Besatzung an sich hat völkerrechtlich gesehen auch seine Gesetze, und das Land müsse nach dem Völkerrecht bestimmte Verpflichtungen gegenüber dem Gebiet und den Menschen nachkommen. Du wirst zwei unabhängige und mit starken Argumenten ausgerüstete Juristen finden die das Haager Abkommen über die Gesetze und Gebräuche des Landkriegs und die längere, vierte Genfer Konvention aus 1949 anders interpretieren werden, bzw. je nachdem welche Seite man verteidigt und als Laie will ich da gar nicht mitsprechen wollen. Was ich damit sagen will, es gibt so viele Aspekte die nicht mit "unseren" einfachen Erklärungen beantwortet werden können und trotzdem nehmen wir uns das Recht, den Konflikt verstehen zu wollen.
Gehen wir wieder auf diejenigen (oder wie du sagt, den allermeisten) zurück, die Israel beschuldigen, ein Apartheidstaat zu sein. Ich bin überzeugt, dass viele Leute die Besatzungspolitik mit Apartheid verwechseln, bewusst oder unbewusst, spielt auch keine Rolle. Zum Beispiel hat die israelische Armee ein von den Holländern finanziertes Projekt im Westjordanland entlang des Jordans demontiert, einschliesslich Werkzeugen und Schuppen. Das landwirtschaftliche Projekt, in das die Holländer ca. 10 Millionen Euro steckten, sah vor, den Palästinensern beizubringen, wie sie das Land für den Anbau ihrer eigenen Feldfrüchte nutzen können. Das ist ein einfaches Beispiel für Besatzung und Unterdrückungspolitik, aber nicht für Apartheid. Die Mauer (und das ist nicht von mir zynisch verharmlost), die Israel gebaut hat, ist eher eine "Trennungsmauer" als eine "Apartheidmauer" - sie wurde gebaut, um Palästinenser und Israelis aus politischen und sicherheitspolitischen Gründen nach Selbstmordattentaten gegen israelische Zivilisten zu trennen, nicht zum Zweck der ethnischen Diskriminierung. In ähnlicher Weise investiert Israel nicht in "Gebiet C", wo Palästinenser unter voller israelischer militärischer und ziviler Kontrolle leben, aber das ist das Wesen eines Besatzungsstaates. Ein Besatzer investiert einfach nicht in ein besetztes Gebiet. Israel diskriminiert diese Palästinenser nicht wegen ihrer ethnischen Herkunft oder der Farbe ihrer Haut, sondern weil es ihr Land begehrt.

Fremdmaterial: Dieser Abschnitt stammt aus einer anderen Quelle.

PR #10243, opened 2023-11-07
Allows DataGridView to start row/column on index 1 on Narrator

### LINKED ISSUE #7154: [Accessibility] Change DataGridView's Row/Column counting with starting at 1, not 0
### .NET version

**.Net 7.0 SDK build:** 7.0.100-preview.5.22256.2

No

No, this is not a regression issue. And @merriemcgaw wants a runtime issue to ask to change the counting with starting at 1.

### Issue description

We need to change DataGridView's Row/Column counting with starting at 1, not 0

**Accessibility Insight:**
image

**Inspect:**
image

**Narrator:**
image

### Steps to reproduce

**Repro steps:**
1. Open attached application
[DataGridView_Sample.zip](https://github.com/dotnet/winforms/files/8649203/DataGridView_Sample.zip)
2. Build and run
3. Use Accessibility tools: AccessiblityInsight, Narrator, Inspect focus on the first DataGridView cell, to observe the rows/columns starting count

ricardobossan:
Fixes #7154 

## Proposed changes

- Creates a new switch that allows developers to configure their application to make the starting index of rows/cells in DataGridView to be read by Narrator from 1, instead of 0;
- Adds checks on rows and cells of DataGridView to see if the switch is true. If true, starting index of rows/cells will be 1, instead of 0.

## Customer Impact

- Developers will be able to configure their WinForms DataGridView rows/cells to be read by Narrator from index 1, instead of 0.

## Regression? 

- No

## Risk

- Minimal

### Before

image

### After

image
image

## Test methodology 

- Manual (Narrator)

## Test environment(s) 

- 9.0.100-alpha.1.23511.2

### DIFF
--- a/src/System.Windows.Forms.Primitives/src/System/LocalAppContextSwitches/LocalAppContextSwitches.cs
+++ b/src/System.Windows.Forms.Primitives/src/System/LocalAppContextSwitches/LocalAppContextSwitches.cs
@@ -20,12 +20,14 @@ internal static partial class LocalAppContextSwitches
     internal const string ServicePointManagerCheckCrlSwitchName = "System.Windows.Forms.ServicePointManagerCheckCrl";
     internal const string TrackBarModernRenderingSwitchName = "System.Windows.Forms.TrackBarModernRendering";
     private const string DoNotCatchUnhandledExceptionsSwitchName = "System.Windows.Forms.DoNotCatchUnhandledExceptions";
+    internal const string DataGridViewStartRowColumnIndexSwitchName = "System.Windows.Forms.DataGridViewRowColumnStartIndex";
 
     private static int s_scaleTopLevelFormMinMaxSizeForDpi;
     private static int s_anchorLayoutV2;
     private static int s_servicePointManagerCheckCrl;
     private static int s_trackBarModernRendering;
     private static int s_doNotCatchUnhandledExceptions;
+    private static int s_dataGridViewStartRowColumnIndex;
 
     private static FrameworkName? s_targetFrameworkName;
 
@@ -155,5 +157,11 @@ internal static partial class LocalAppContextSwitches
     {
         [MethodImpl(MethodImplOptions.AggressiveInlining)]
         get => GetCachedSwitchValue(ServicePointManagerCheckCrlSwitchName, ref s_servicePointManagerCheckCrl);
+    }
+
+    public static bool DataGridViewStartRowColumnIndex
+    {
+        [MethodImpl(MethodImplOptions.AggressiveInlining)]
+        get => GetCachedSwitchValue(DataGridViewStartRowColumnIndexSwitchName, ref s_dataGridViewStartRowColumnIndex);
     }
 }
--- a/src/System.Windows.Forms/src/System/Windows/Forms/DataGridViewCell.DataGridViewCellAccessibleObject.cs
+++ b/src/System.Windows.Forms/src/System/Windows/Forms/DataGridViewCell.DataGridViewCellAccessibleObject.cs
@@ -3,6 +3,7 @@
 
 using System.ComponentModel;
 using System.Drawing;
+using System.Windows.Forms.Primitives;
 using Windows.Win32.System.Com;
 using Windows.Win32.System.Variant;
 using Windows.Win32.UI.Accessibility;
@@ -58,7 +59,7 @@ public abstract partial class DataGridViewCell
 
                 int rowIndex = _owner.DataGridView is null
                     ? -1
-                    : _owner.DataGridView.Rows.GetVisibleIndex(_owner.OwningRow);
+                    : _owner.DataGridView.Rows.GetVisibleIndex(_owner.OwningRow) + RowColumnStartIndex;
 
                 string name = string.Format(SR.DataGridView_AccDataGridViewCellName, _owner.OwningColumn.HeaderText, rowIndex);
 
@@ -115,6 +116,19 @@ public abstract partial class DataGridViewCell
         }
 
         public override AccessibleRole Role => AccessibleRole.Cell;
+
+        public int RowColumnStartIndex
+        {
+            get
+            {
+                if (LocalAppContextSwitches.DataGridViewStartRowColumnIndex)
+                {
+                    return 1;
+                }
+
+                return 0;
+            }
+        }
 
         public override AccessibleStates State
         {
@@ -725,12 +739,12 @@ public abstract partial class DataGridViewCell
 
         internal override int Row
             => _owner?.OwningRow?.Visible is true && _owner.DataGridView is not null
-                ? _owner.DataGridView.Rows.GetVisibleIndex(_owner.OwningRow)
+                ? _owner.DataGridView.Rows.GetVisibleIndex(_owner.OwningRow) 
                 : -1;
 
         internal override int Column
             => _owner?.OwningColumn?.Visible is true && _owner.DataGridView is not null
-                ? _owner.DataGridView.Columns.GetVisibleIndex(_owner.OwningColumn)
+                ? _owner.DataGridView.Columns.GetVisibleIndex(_owner.OwningColumn) 
                 : -1;
 
         internal override IRawElementProviderSimple.Interface? ContainingGrid => _owner?.DataGridView?.AccessibilityObject;
--- a/src/System.Windows.Forms/src/System/Windows/Forms/DataGridViewRow.DataGridViewRowAccessibleObject.cs
+++ b/src/System.Windows.Forms/src/System/Windows/Forms/DataGridViewRow.DataGridViewRowAccessibleObject.cs
@@ -4,6 +4,7 @@
 using System.Drawing;
 using System.Globalization;
 using System.Text;
+using System.Windows.Forms.Primitives;
 using Windows.Win32.System.Variant;
 using Windows.Win32.UI.Accessibility;
 using static Interop;
@@ -35,7 +36,7 @@ public partial class DataGridViewRow
                 ? dataGridView.ColumnHeadersVisible
                     ? dataGridView.Rows.GetVisibleIndex(_owningDataGridViewRow) + 1
                     : dataGridView.Rows.GetVisibleIndex(_owningDataGridViewRow)
-                : -1;
+            : -1;
 
         public override Rectangle Bounds
         {
@@ -96,7 +97,7 @@ public partial class DataGridViewRow
                 }
 
                 int index = _owningDataGridViewRow is { Visible: true, DataGridView: { } }
-                        ? _owningDataGridViewRow.DataGridView.Rows.GetVisibleIndex(_owningDataGridViewRow)
+                        ? _owningDataGridViewRow.DataGridView.Rows.GetVisibleIndex(_owningDataGridViewRow) + RowColumnStartIndex
                         : -1;
 
                 return string.Format(SR.DataGridView_AccRowName, index.ToString(CultureInfo.CurrentCulture));
@@ -133,6 +134,19 @@ public partial class DataGridViewRow
         }
 
         public override AccessibleRole Role => AccessibleRole.Row;
+
+        public int RowColumnStartIndex
+        {
+            get
+            {
+                if (LocalAppContextSwitches.DataGridViewStartRowColumnIndex)
+                {
+                    return 1;
+                }
+
+                return 0;
+            }
+        }
 
         internal override int[] RuntimeId
             => _runtimeId ??= new int[]


ricardobossan:
Drafted the pull request because I could not yet configure properly the ScratchProject config files to produce the desired result on build. Had to manually add the switch on `ScratchProject.runtimeconfig.json` to test the changes:
image

src/System.Windows.Forms/src/System/Windows/Forms/DataGridViewRow.DataGridViewRowAccessibleObject.cs
```diff
@@ -35,7 +36,7 @@ private int VisibleIndex
                 ? dataGridView.ColumnHeadersVisible
                     ? dataGridView.Rows.GetVisibleIndex(_owningDataGridViewRow) + 1
                     : dataGridView.Rows.GetVisibleIndex(_owningDataGridViewRow)
-                : -1;
+            : -1;
```
Epica3055, line 39:
```suggestion
                : -1;
```
I guess this `:` should be aligned with `?` above not the `=>`

src/System.Windows.Forms/src/System/Windows/Forms/DataGridViewCell.DataGridViewCellAccessibleObject.cs
```diff
@@ -116,6 +117,19 @@ public override string DefaultAction
...
+            get
+            {
+                if (LocalAppContextSwitches.DataGridViewStartRowColumnIndex)
+                {
+                    return 1;
+                }
+
+                return 0;
+            }
+        }
```
Epica3055, line 131: this could be simplified 
```suggestion
        public int RowColumnStartIndex => LocalAppContextSwitches.DataGridViewStartRowColumnIndex ? 1 : 0;
        
```

src/System.Windows.Forms.Primitives/src/System/LocalAppContextSwitches/LocalAppContextSwitches.cs
```diff
@@ -156,4 +158,10 @@ public static bool ServicePointManagerCheckCrl
         [MethodImpl(MethodImplOptions.AggressiveInlining)]
         get => GetCachedSwitchValue(ServicePointManagerCheckCrlSwitchName, ref s_servicePointManagerCheckCrl);
     }
+
+    public static bool DataGridViewStartRowColumnIndex
```
Epica3055, line 162: I think this property name kind of doesn't match the type `bool`.
In my understanding, I think the type of this property  should be `int` like
`public static int DataGridViewStartRowColumnIndex`
Or `public static bool DataGridViewStartRowColumnIndexStartWithOne`

src/System.Windows.Forms/src/System/Windows/Forms/DataGridViewCell.DataGridViewCellAccessibleObject.cs
```diff
@@ -116,6 +117,19 @@ public override string DefaultAction
 
         public override AccessibleRole Role => AccessibleRole.Cell;
 
+        public int RowColumnStartIndex
```
Epica3055, line 120: Do we need to expose this property to users?

Epica3055:
- Is it possible to programmatically configure this option?
- Is it possible to write UnitTests?

ricardobossan:
> Drafted the pull request because I could not yet configure properly the ScratchProject config files to produce the desired result on build. Had to manually add the switch on `ScratchProject.runtimeconfig.json` to test the changes: image

Managed to apply the configuration in my tests, so that the option to start counting the rows on the DataGridView at 1 is applied.

a runtimeconfig.template.json file should be created at the root folder of the project, enabling that option, as it is said in the docs: https://learn.microsoft.com/en-us/dotnet/core/runtime-config/#runtimeconfigjson

ricardobossan:
@Epica3055 

> * Is it possible to programmatically configure this option?
> * Is it possible to write UnitTests?

- Yes. You can programmatically configure it, by adding a `runtimeconfig.template.json` at the root folder of the test project:

```json
{
    "configProperties": {
      "System.Windows.Forms.DataGridViewRowStartsAtOne": true
    }
}
```

source: https://learn.microsoft.com/en-us/dotnet/core/runtime-config/#runtimeconfigjson

- Added a unit test

src/System.Windows.Forms.Primitives/src/System/LocalAppContextSwitches/LocalAppContextSwitches.cs
```diff
@@ -156,4 +158,12 @@ public static bool ServicePointManagerCheckCrl
...
         get => GetCachedSwitchValue(ServicePointManagerCheckCrlSwitchName, ref s_servicePointManagerCheckCrl);
     }
+
+    public static bool DataGridViewRowStartsAtOne
+    {
+        [MethodImpl(MethodImplOptions.AggressiveInlining)]
+        get => GetCachedSwitchValue(DataGridViewRowStartsAtOneSwitchName, ref s_dataGridViewRowStartsAtOne);
+    }
+
+    internal static void Test_SetDataGridViewRowStartsAtOne(bool value) => s_dataGridViewRowStartsAtOne = value ? 1 : 0;
```
Epica3055, line 168: Is this `Test_SetDataGridViewRowStartsAtOne` a deliberate method name? If so, then why added a prefix `Test_`

src/System.Windows.Forms/tests/UnitTests/System/Windows/Forms/AccessibleObjects/DataGridViewRowAccessibleObjectTests.cs
```diff
@@ -2379,6 +2380,26 @@ public void DataGridViewRowAccessibleObject_GetPropertyValue_ValueValuePropertyI
         Assert.False(dataGridView.IsHandleCreated);
     }
 
+    [WinFormsFact]
+    public void DataGridView_SwitchConfigured_AdjustsRowAndColumnStartIndices()
+    {
+        var originalSwitchValue = LocalAppContextSwitches.DataGridViewRowStartsAtOne;
+        if (!originalSwitchValue)
+        { LocalAppContextSwitches.Test_SetDataGridViewRowStartsAtOne(true); }
```
Epica3055, line 2388: just for readability 
```suggestion
        {
            LocalAppContextSwitches.Test_SetDataGridViewRowStartsAtOne(true); 
        }
```

Epica3055:
I am not sure if we need this feature. 
But what I meant by _programmatically_ is : how to configure this option at run time.
Simply put, if there are two DataViews, I need one's startIndex to be 0 and the other to be 1. How to implement it?

@Tanya-Solyanik could you please take a look at this

src/System.Windows.Forms/tests/UnitTests/System/Windows/Forms/AccessibleObjects/DataGridViewCellAccessibleObjectTests.cs
```diff
@@ -1442,6 +1443,25 @@ private DataGridView CreateDataGridView(int columnCount, bool createControl = tr
...
+    {
+        Assert.False(LocalAppContextSwitches.DataGridViewRowStartsAtOne);
+
+        LocalAppContextSwitches.SetDataGridViewRowStartsAtOne(true);
+
+        using DataGridView dataGridView = new();
+        dataGridView.Columns.Add(new DataGridViewTextBoxColumn());
+        dataGridView.Rows.Add(new DataGridViewRow());
+
+        Assert.Equal(string.Format(SR.DataGridView_AccRowName, 1) + ", Not sorted.", dataGridView.Rows[0].Cells[0].AccessibilityObject.Name);
```
Tanya-Solyanik, line 1458: Please use string interpolation - https://learn.microsoft.com/dotnet/csharp/language-reference/tokens/interpolated . It generates less IL code. Even if this does not difference in tests, it's a better practice.

src/System.Windows.Forms.Primitives/src/System/LocalAppContextSwitches/LocalAppContextSwitches.cs
```diff
@@ -20,12 +20,14 @@ internal static partial class LocalAppContextSwitches
     internal const string ServicePointManagerCheckCrlSwitchName = "System.Windows.Forms.ServicePointManagerCheckCrl";
     internal const string TrackBarModernRenderingSwitchName = "System.Windows.Forms.TrackBarModernRendering";
     private const string DoNotCatchUnhandledExceptionsSwitchName = "System.Windows.Forms.DoNotCatchUnhandledExceptions";
+    internal const string DataGridViewRowStartsAtOneSwitchName = "System.Windows.Forms.DataGridViewRowStartsAtOne";
```
Tanya-Solyanik, line 23: The bug was about both rows and columns, both can be implemented under the same switch - "System.Windows.Forms.DataGridViewRowColumnStartsAtOneInNarration"
Also I think it's important for the switch name to reflect that this feature applies only to accessibility announcements

src/System.Windows.Forms/src/System/Windows/Forms/DataGridViewCell.DataGridViewCellAccessibleObject.cs
```diff
@@ -116,6 +117,8 @@ public override string DefaultAction
 
         public override AccessibleRole Role => AccessibleRole.Cell;
 
+        private static int RowStartIndex => LocalAppContextSwitches.DataGridViewRowStartsAtOne ? 1 : 0;
```
Tanya-Solyanik, line 120: I think name of this property should reflect that this is applicable only to accessibility announcements, for example `RowStartIndexForAnnouncements`

Tanya-Solyanik (commented):
Looks good, but the bug was about both rows and columns, please expand the same implementation to columns under the same switch.

Tanya-Solyanik:
> if there are two DataViews, I need one's startIndex to be 0 and the other to be 1. How to implement it?

@Epica3055  - Accessibility tools should be consistent in how they announce columns or rows, any application business logic should be conveyed by appropriate names.

src/System.Windows.Forms.Primitives/src/System/LocalAppContextSwitches/LocalAppContextSwitches.cs
Tanya-Solyanik: @merriemcgaw and I had discussed this issue again, we think it will not be too breaking, i.e. only UIA tests will be affected while the users of AT will benefit from the change. So we want 1-indexing to be "on" by default and we will provide an opt-out switch to support the broken automation tests. New suggested switch name "System.Windows.Forms.DataGridViewUIAStartCountAtZero", it will be `false` by default, i.e. your change will be "on" by default.

ricardobossan:
> Looks good, but the bug was about both rows and columns, please expand the same implementation to columns under the same switch.

@Tanya-Solyanik , I had made changes to the names of accessible objects, in order to change only how narrator announces row and column indexes, with no impact to existing logic.

However, columns are only announced in narrator by the values set to their header, **if there's one**, as seen below (default behavior, unchanged by this PR):

### If a value is set for column header:

image
- Red: The value "C" is announced for the column;
- Purple: Column's header value "C" is announced;
- Green: Narrator already announces column index considering 1 as starting index, when you change from one column to the other.

### Else if no value is set to column header:

image
- Red: There's no value announced for column
- Green: Narrator already announces column index considering 1 as starting index, when you change from one column to the other.

So existing behavior **does not** announce column indexes in Narrator.

Also, while there are `DataGridCellAccessibleObject` and `DataGridRowAccessibleObject` in code, where I could alter their `Name` fields, there's no `DataGridColumnAccessibleObject`  for me to do the same. I imagine that is because the column index is not announced in Narrator, as seen above.

So it seems to me that just changing the name of row is enough, as Narrator does not announce column indexes.

But if that's not enough, we can change Narrator's existing behavior for columns:

We could change how Narrator announces columns. If no value is set, it could announce the column index. That could be achieved by changing `DataGridViewAccessibleObject`, making it consider the column's index, in this section:

image

Tanya-Solyanik:
@ricardobossan  - thank you for the explanation, makes sense to change only the row-related announcements. Then we can name the switch "System.Windows.Forms.DataGridViewUIAStartRowCountAtZero"

Tanya-Solyanik:
@ricardobossan - when you fix these tests, please add a comment that whether indexing is 1-based or 0-based is controlled by a switch, this will help with debugging tests later. Alternatively, you can set the switch value explicitly in each test.

Tanya-Solyanik:
@ricardobossan  - the next step with this fix is to create a [breaking change issue with detailed description](https://nam06.safelinks.protection.outlook.com/?url=https%3A%2F%2Fgithub.com%2Fdotnet%2Fdocs%2Fissues%2Fnew%3Fassignees%3Dgewarren%26labels%3Dbreaking-change%252CPri1%252Cdoc-idea%26projects%3D%26template%3Dbreaking-change.yml%26title%3D%255BBreaking%2Bchange%255D%253A%2B&data=05%7C01%7CTatiana.Solyanik%40microsoft.com%7Cc2432fff5dcd420d9f0b08db7748d5b7%7C72f988bf86f141af91ab2d7cd011db47%7C1%7C0%7C638234926932469199%7CUnknown%7CTWFpbGZsb3d8eyJWIjoiMC4wLjAwMDAiLCJQIjoiV2luMzIiLCJBTiI6Ik1haWwiLCJXVCI6Mn0%3D%7C3000%7C%7C%7C&sdata=bYVvtAiSgbhdcxTnzdzOaYBjkpH0LhT5EFFtITYmgFs%3D&reserved=0). Then pink me to review it. Thanks!

ricardobossan:
> @ricardobossan - the next step with this fix is to create a [breaking change issue with detailed description](https://nam06.safelinks.protection.outlook.com/?url=https%3A%2F%2Fgithub.com%2Fdotnet%2Fdocs%2Fissues%2Fnew%3Fassignees%3Dgewarren%26labels%3Dbreaking-change%252CPri1%252Cdoc-idea%26projects%3D%26template%3Dbreaking-change.yml%26title%3D%255BBreaking%2Bchange%255D%253A%2B&data=05%7C01%7CTatiana.Solyanik%40microsoft.com%7Cc2432fff5dcd420d9f0b08db7748d5b7%7C72f988bf86f141af91ab2d7cd011db47%7C1%7C0%7C638234926932469199%7CUnknown%7CTWFpbGZsb3d8eyJWIjoiMC4wLjAwMDAiLCJQIjoiV2luMzIiLCJBTiI6Ik1haWwiLCJXVCI6Mn0%3D%7C3000%7C%7C%7C&sdata=bYVvtAiSgbhdcxTnzdzOaYBjkpH0LhT5EFFtITYmgFs%3D&reserved=0). Feel free to add a sample json file to opt out from this change. Then ping me to review it. Thanks!

@Tanya-Solyanik , how's this? https://github.com/dotnet/docs/issues/38527

merriemcgaw:
@ricardobossan your docs Issue looks great.
Do we have this enabled by default? Do all of the accessibility tools (JAWs NVDA etc) recognize the new count? I know some accessibility champs that are going to be _very_ happy!! 🎉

Nochmals, Israel hat sicherlich Gesetze, die diskriminierend sind, aber solche Gesetze machen es nicht automatisch zu einem Apartheidstaat, institutionelle Diskriminierung gibt es auch hier im Westen. In einigen jüdischen Vierteln praktizieren Israelis Wohnungsdiskriminierung, wo Araber keine Häuser mieten oder kaufen dürfen, aber diese sind de facto, nicht de jure, und ergeben sich aus dem sozialen Verhalten. Das Gleiche wird von Palästinensern praktiziert, die solche Dinge als Verbrechen betrachten, auf die die Todesstrafe steht. Grob gesagt, im israelisch-palästinensischen Konflikt geht es nicht um Rassentrennung, sondern um militärische Besatzung. Was die Palästinenser fordern, ist nicht ein Ende der Rassentrennung, sondern ein Ende der militärischen Besatzung und die Anerkennung der palästinensischen Ansprüche auf Selbstbestimmung, Unabhängigkeit und Eigenstaatlichkeit.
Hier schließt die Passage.